I'm not sure how this has happened, but for some reason, my freezer is full of chicken! I have thighs, wings, drumsticks, whole legs and breast. I could easily make up several zombie chickens with Meccano skeletons to do my bidding, or ... cook 'em ...

What better than keep it simple and use lots of chilli?

First, the sauce ...

You could buy some. There are a good many chilli sauces out there that are without all the usual additives and if you look very carefully, you'll find one or two without sugar.

I chose to make mine up. Winging it, I seeded, veined and chopped a few red chillies. Rumour has it that it is the seeds that are the very hot part of a chilli, but I have also read that it is the white flesh inside - I removed both. Anyone know for sure? Anyway, a few chillies were really well chopped and then minced with the edge of my knife until practically liquid.

Into a bowl. Add lemon juice, tomato puree, and sea salt. Stir together well and then spoon over the chicken drumsticks arranged in a roasting tin.

Into a pre-heated oven set to 180C (about 350F) for 30 minutes.

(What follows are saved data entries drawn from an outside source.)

PR #1979, opened 2021-02-11
Increase apiserver wait time for a min

praveenkumar:
In openshift 4.7 looks like the moment we start the kubelet service
and kubelet being able to start the pod, have added more than a min
time. This patch will unblocks us to start the 4.7.0-rc testing.

We should revert it as soon as https://bugzilla.redhat.com/show_bug.cgi?id=1927263
is fixed.

### DIFF
--- a/pkg/crc/cluster/cluster.go
+++ b/pkg/crc/cluster/cluster.go
@@ -320,7 +320,7 @@ func WaitForAPIServer(ocConfig oc.Config) error {
 		logging.Debug(stdout)
 		return nil
 	}
-	return errors.RetryAfter(2*time.Minute, waitForAPIServer, time.Second)
+	return errors.RetryAfter(3*time.Minute, waitForAPIServer, time.Second)
 }
 
 func DeleteOpenshiftAPIServerPods(ocConfig oc.Config) error {


gbraad (approved):
Ugh... really?

this is gonna come back in some form. we let people wait too long, or later we will increase it again

cfergeau:
One thing I'm wondering is if this issue we are having with 4.7 is just some delay being moved around. Maybe we need to wait 1 minute more for the apiserver to be available, but after that, we can wait less time at the end for the rest of the cluster to come up (the 3 minutes wait we already have), because some of the initialization is now being done earlier? (not sure I'm clear ^^ )

praveenkumar:
> One thing I'm wondering is if this issue we are having with 4.7 is just some delay being moved around. Maybe we need to wait 1 minute more for the apiserver to be available, but after that, we can wait less time at the end for the rest of the cluster to come up (the 3 minutes wait we already have), because some of the initialization is now being done earlier? (not sure I'm clear ^^ )

@cfergeau no it is not like that, problem here is somehow kubelet stuck to run any pod for more than a min which is why we need to increase the time, I am not even sure why it is happening because ideally all the static pods suppose to run as soon as the kubelet service is started but it is not the case here :(

PR #2018, opened 2021-02-22
add details to telemetry about libvirt network failure

guillaumerose:
* Collect why crc network creation failed in telemetry

### DIFF
--- a/pkg/crc/preflight/preflight_checks_linux.go
+++ b/pkg/crc/preflight/preflight_checks_linux.go
@@ -349,7 +349,7 @@ func fixLibvirtCrcNetworkAvailable() error {
 	err = cmd.Run()
 	if err != nil {
 		logging.Debugf("%v : %s", err, buf.String())
-		return fmt.Errorf("Failed to create libvirt 'crc' network")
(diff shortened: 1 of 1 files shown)


cmd/crc/cmd/podman_env.go
```diff
@@ -45,6 +45,5 @@ func RunPodmanEnv(args []string) error {
 }
 
 func init() {
-	rootCmd.AddCommand(podmanEnvCmd)
```
gbraad, line 48: ?

gbraad (changes requested):

cmd/crc/cmd/podman_env.go
guillaumerose: According to telemetry, lot of people try this command. This is disappointing. We should remove it if it doesn't work.

gbraad: or fix it ?

guillaumerose: I don't think we should fix it.
* It will be hard to fix it before next release
* The version of podman included with the bundle is too old to be interesting for the end user.

guillaumerose: I dropped this commit.

gbraad (approved):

Dust the drumsticks with dried oregano and back into the oven to another 15 minutes.

As an observation, my chilli sauce had dried out and remained more as a crust and the oregano left almost a crunch. Eating, this worked out really well since the skin and crust came off, leaving really juicy meat underneath.

This was a starter course - three for me, two for Mrs. Huge fun!